Saved entries:
Issue #13727, opened 2024-10-07
Metronome effect sometimes indefinitely repeats last buffer when releasing hotcue during at certain timing


Swiftb0y:
### Bug Description

Just filing this right now quickly so we don't forget. I suspects its a regression from #13636.

### Version

2.4.1-73-g8cb86e9449 (local-patches)

### OS

Fedora 41

daschuer:
Fixed here: 
https://github.com/mixxxdj/mixxx/pull/13733

PR #13733, opened 2024-10-08
Metronome: Fix noise when pausing track in in the middle of the click sound. 

daschuer:
Continue to play started metronome click even if track is paused.
This fixes repeating the same buffer over and over again causing loud noise.

https://github.com/mixxxdj/mixxx/issues/13727


Swiftb0y (approved):
LGTM. Thank you. will rebase #13654 shortly (for which I would appreciate a review).

PR #13736, opened 2024-10-08
fix: trigger QML waveform slot at init

acolombier:
This fix the bug where the waveform isn't displayed when loading QML with a track already loaded (can be reproduced by loading a track, and trigger a QML reload with a `touch` on any used QMl file, e.g `res/qml/main.qml`)


Swiftb0y (approved):
LGTM. Thank you.

PR #848, opened 2026-01-07
🩹(frontend) close subtitles on room disconnections

lebaudantoine:
Subtitles were still visible when leaving and rejoining a meeting, even though the backend API call to start them was not triggered again.

Introduce a hook that closes the subtitles layout on unmount, ensuring users must explicitly click the button to restart subtitles when they rejoin a room.


lebaudantoine:
@coderabbitai full review

PR #854, opened 2026-01-08
🔧(agents) make Silero VAD optional

lebaudantoine:
Allow configuring whether a VAD model runs before calling an external ASR API. Running VAD can save API calls (and costs) when no audible sound is detected, but comes with the trade-off of additional computational overhead.


lebaudantoine:
@coderabbitai full review

PR #860, opened 2026-01-13
🚸(frontend) hide back button when a user is ejected by an admin

lebaudantoine:
Avoid showing a back button when a user is kicked out of a meeting by an admin, to prevent them from repeatedly rejoining the room.


lebaudantoine:
@coderabbitai full review

PR #878, opened 2026-01-16
♿️(frontend) align close dialog label in rooms locale

Ovgodd:
## Purpose

Align the close dialog label in rooms with global wording.

## Proposal

Update the FR rooms locale to use the same close dialog label.

- [x] Confirm translation consistency across locales
- [x] Quick check of the share dialog labels


lebaudantoine (commented):
I’m not clear on the exact proposal in this PR.  Let's discuss it IRL

PR #879, opened 2026-01-16
♿️(frontend) improve background effect announcements

Ovgodd:
## Purpose

Fix sr feedback for background effects by ensuring the active or cleared
state is always announced.

## Proposal

Add a unified screen‑reader announcement path for blur and virtual backgrounds,
including the "no effect" case.
 
- [x] validate SR announces "background clear" when effect is removed
- [x] validate SR announces virtual background name when applied


lebaudantoine:
@coderabbitai full review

▶ [What you have to do] Count every line in the records that holds "github" and give that count by itself.

▶ [Expected output] 2